### PROBLEM:
Each line from the beginning of the entries below through the line that includes "All that works" must be returned exactly as given.

[Opening STUDY MATERIAL section]

Issue #1044, opened 2024-10-29
Remove navigator.locks from user preferences request


matthew-white:
As of #1024, Frontend sends requests to update user preferences from the `propagate()` method of the `UserPreferences` class. Currently, each request is wrapped in `navigator.locks.request()`, but after discussion, @brontolosone and I think that isn't strictly necessary. This issue is to update `propagate()`, removing `navigator.locks.request()`. I have an idea about how to do so, so I'll start by giving that a try, then sharing my idea with @brontolosone once it's ready.

Issue #787, opened 2023-05-09
transformResponse() cannot return reactive() object in development


matthew-white:
When it receives a response from Backend, a `requestData` resource by default simply stores the response data. However, the resource can first transform the data by specifying a `transformResponse()` function. `transformResponse()` can be used to make the data fully or partly reactive. By default, the data is not reactive.

All that works well in production. However, we use Pinia in limited ways in development, and things don't always end up working. If `transformResponse()` returns a nonreactive object, then the Pinia store will store that. If `transformResponse()` returns a `shallowReactive()` object, then Pinia will correctly store that. However, if `transformResponse()` returns a fully `reactive()` object, then getting the data from the store returns a nonreactive object (!).

I'm not quite sure why that is. I suspect it has something to do with the fact that the initial state passed to the Pinia store is `shallowReactive()`, not `reactive()`. Just a guess, but it's possible that Pinia doesn't offer a lot of support for `shallowReactive()` objects.

Again, everything works as expected in production (without Pinia). This hasn't come up before in development because most data isn't reactive, and the data that is is usually `shallowReactive()`. However, I'm now making the `entity` resource fully reactive and have been running into issues. For now, I'll turn off Pinia in development, matching what happens in production.

matthew-white:
Closing now that #1050 has been merged.

PR #1050, opened 2024-11-08
Don't use Pinia for requestData even in development

matthew-white:
This PR removes Pinia from `requestData` entirely. `requestData` was designed to use Pinia in development (never production). However, we haven't been using Pinia for a while due to #787. That means that this PR doesn't have a huge practical effect. However, it simplifies `requestData` and opens the door to some extensions to it. For example, for #1044, I want to be able to create an arbitrary number of `requestData` resources, yet I'm not sure that that's something that would play well with our Pinia setup.

I think it's helpful to remember why we're using Pinia in the first place. We don't need Pinia for reactivity, because we get that out of the box with Vue 3. Instead, the main value-add of Pinia is logging. Specifically, Pinia provides a nice interface within Vue DevTools to see what changes have been made to `requestData` and which components specifically made those changes.

When I created `requestData`, it felt important for it to offer robust logging. `requestData` was a replacement for Vuex, which had its own mechanism for logging changes. At first, I started out writing my own logging mechanism. However, once I realized that Pinia integrated with Vue DevTools, using Pinia seemed like a reasonably straightforward and feature-rich way to incorporate logging into `requestData`.

It's been a while since then, and it's now clear that Pinia's logging hasn't proven to be especially useful. I expected there to be more issues with `requestData`, but thankfully, they just haven't come up that often. Given the infrequency of issues, it's uncommon that we need to troubleshoot `requestData`. When we do, `console.log()` is usually enough to do the job.

So it doesn't seem like Pinia is particularly useful. Yet at the same time, it also comes with costs:

- The additional maintenance around one more Vue library. [#787](https://github.com/getodk/central-frontend/issues/787) is an example of that.
- The `patch()` pattern that's removed in this PR exists only for the sake of logging. It helps to group together multiple changes as a single event within Pinia logging. However, it requires explanation, especially for newcomers to the codebase.
- Pinia requires us to jump through some hoops in order for it to track which component is using which resource. The result is that the core logic underlying `requestData` is harder to follow.
- Local resources aren't strictly isolated from one other, running counter to the whole concept of _local_ resources. Two local resources with the same name would end up using the same Pinia store, which doesn't work. We were able to work around this issue, because it was never the case that different components on the same page would create local resources with the same name. However, it required some subtle management of `requestData` resources. The `AsyncRoute` component is an example of that that you can see in this PR.

Tests continue to pass.

### DIFF
--- a/src/components/async-route.vue
+++ b/src/components/async-route.vue
@@ -70,15 +70,10 @@ export default {
       // The main use of this.$attrs is to pass along event listeners to the
       // component.
       return { ...this.props, ...this.$attrs, key: this.k };
-    },
-    componentNameAndKey() {
-      return [this.componentName, this.k];
     }
   },
   watch: {
-    componentNameAndKey([newComponentName], [oldComponentName]) {
-      if (newComponentName !== oldComponentName) this.load();
-    }
+    componentName: 'load'
   },
   created() {
     this.load();
--- a/src/components/async-route.vue
+++ b/src/components/async-route.vue
@@ -12,12 +12,12 @@ except according to the terms contained in the LICENSE file.
 <template>
   <div v-if="loading === 'tab'">
     <loading :state="showsLoading"/>
-    <component :is="component" v-if="component != null" v-bind="propsAndAttrs"/>
+    <component :is="component" v-if="component != null" v-bind="bindings"/>
   </div>
   <page-body v-else-if="showsLoading">
     <loading :state="true"/>
   </page-body>
-  <component :is="component" v-else-if="component != null" v-bind="propsAndAttrs"/>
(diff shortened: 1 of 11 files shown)


src/components/async-route.vue
```diff
@@ -69,40 +69,15 @@ export default {
     propsAndAttrs() {
       // The main use of this.$attrs is to pass along event listeners to the
       // component.
-      return { ...this.props, ...this.$attrs };
+      return { ...this.props, ...this.$attrs, key: this.k };
```
matthew-white, line 72: Rename `propsAndAttrs`? Or pass `this.k` outside of `propsAndAttrs`?

matthew-white (commented):

ktuite (approved):

PR #1051, opened 2024-11-14
Don't require local resources and getters to have globally unique names

matthew-white:
This PR continues the work of #1050 in trying to simplify `requestData`. #1050 removed Pinia, making it such that different local resources are more independent of one another. Under Pinia, two local resources with the same name (created at different times) would share the same Pinia store. We've now removed these shared Pinia stores, but there is still a constraint on local resources: it's not possible for two local resources created at the same time to have the same name, even if they are created in different components. In other words, resource names must be globally unique, even for local resources.

My goal in this PR is to make local resources and getters as similar to `provide`/`inject` as possible. That's already the mechanism that they're using under the hood. `provide`/`inject` is happy to shadow an existing value with the same name. Now `requestData` will be fine if a local resource or getter shadows one from an ancestor component. It's not like we have a pressing need for shadowing, but by allowing it, we can simplify `requestData`. For example, we can consolidate all cleanup in `onUnmounted()` rather than using `onUnmounted()` for some things and `onBeforeUnmount()` for other things. I also think that allowing shadowing clarifies the mental model around local resources: local resources should be fully independent of one another.

### DIFF
--- a/src/request-data/index.js
+++ b/src/request-data/index.js
@@ -67,8 +67,9 @@ export const createRequestData = (container) => {
     return resource;
   };
   // Normally, requestData only provides access to app-wide resources. However,
-  // we allow tests to access local resources in order to make assertions about
-  // them.
+  // in testing, we sometimes need access outside components to local resources.
+  // For example, tests sometimes need to access local resources in order to
+  // make assertions about them.
   if (process.env.NODE_ENV === 'test')
     requestData.localResources = localResources;
 
@@ -78,6 +79,7 @@ export const createRequestData = (container) => {
   const getters = Object.create(null);
   const createGetter = (name, ref) => {
     provide(`requestData.getters.${name}`, ref);
+    getters[name] = ref;
     onUnmounted(() => { if (getters[name] === ref) delete getters[name]; });
     return ref;
   };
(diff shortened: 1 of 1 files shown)


src/request-data/index.js
```diff
@@ -58,61 +58,36 @@ export const createRequestData = (container) => {
...
+    requestData.localResources = localResources;
 
   // Getters allow you to create a computed ref in one component, then access it
   // from useRequestData() in a descendant component. Getters are only really
   // needed for computed refs that reference multiple resources.
-  const getters = new Map();
+  const getters = Object.create(null);
   const createGetter = (name, ref) => {
-    if (getters.has(name)) throw new Error(`the name ${name} is in use`);
-    getters.set(name, ref);
```
matthew-white, line 100:
```js
getters[name] = ref;
```

ktuite (approved):

src/request-data/index.js
matthew-white, line 1: Do we even need getters anymore? They seem rarely used. We could probably just use `provide`/`inject` instead. Let's see about removing them in a follow-up PR.

matthew-white (commented):
Notes from interactive review

PR #1057, opened 2024-11-19
Prevent submission row actions from wrapping in Indonesian

matthew-white:
We've added a new submission row action for deletion, which means that there are several buttons now. One of the buttons (the More button) contains text, so the width of the `.btn-group` is variable depending on the locale. That's an issue with Indonesian, where you can see that the row actions are wrapping:

This PR increases the width of the column for Indonesian only. Indonesian needs the extra width, but I didn't want to widen the column unnecessarily for all users.

This is how it looks after I increase the column width:

I viewed the change locally.

I also checked all locales other than Indonesian and didn't see a problem.

This came up previously for entity row actions. I'm basing this PR off the solution for that:

https://github.com/getodk/central-frontend/blob/acd5cf674f3460335438f428ed280996676f4823/src/components/entity/metadata-row.vue#L111-L113

### DIFF
--- a/src/components/submission/metadata-row.vue
+++ b/src/components/submission/metadata-row.vue
@@ -159,7 +159,11 @@ export default {
     max-width: 250px;
   }
 
-  .state-and-actions { min-width: 205px; }
+  .state-and-actions {
+    // Ensure that the column is wide enough that the .btn-group does not wrap.
+    min-width: 205px;
+    &:lang(id) { min-width: 221px; }
+  }
   .col-content {
     align-items: flex-start;
     display: flex;


src/components/submission/metadata-row.vue
```diff
@@ -159,7 +159,11 @@ export default {
     max-width: 250px;
   }
 
-  .state-and-actions { min-width: 205px; }
+  .state-and-actions {
+    // Ensure that the column is wide enough that the .btn-group does not wrap.
+    min-width: 205px;
+    &:lang(id) { min-width: 221px; }
```
matthew-white, line 165: On my machine, 208px was sufficient to prevent wrapping. However, I wanted to add a little wiggle room in case the users' fonts are a little different from mine. I also wanted the user to be able to see at least a fraction of the column content outside the buttons. In the screenshot, you can see that part of the review state icon is still visible to the left of the buttons. I didn't want to make the column overly wide though, so it was a balancing act.

ktuite (approved):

[Closing STUDY MATERIAL section]

### SOLUTION FOR THIS PROBLEM:
Issue #1044, opened 2024-10-29
Remove navigator.locks from user preferences request


matthew-white:
As of #1024, Frontend sends requests to update user preferences from the `propagate()` method of the `UserPreferences` class. Currently, each request is wrapped in `navigator.locks.request()`, but after discussion, @brontolosone and I think that isn't strictly necessary. This issue is to update `propagate()`, removing `navigator.locks.request()`. I have an idea about how to do so, so I'll start by giving that a try, then sharing my idea with @brontolosone once it's ready.

Issue #787, opened 2023-05-09
transformResponse() cannot return reactive() object in development


matthew-white:
When it receives a response from Backend, a `requestData` resource by default simply stores the response data. However, the resource can first transform the data by specifying a `transformResponse()` function. `transformResponse()` can be used to make the data fully or partly reactive. By default, the data is not reactive.

All that works well in production. However, we use Pinia in limited ways in development, and things don't always end up working. If `transformResponse()` returns a nonreactive object, then the Pinia store will store that. If `transformResponse()` returns a `shallowReactive()` object, then Pinia will correctly store that. However, if `transformResponse()` returns a fully `reactive()` object, then getting the data from the store returns a nonreactive object (!).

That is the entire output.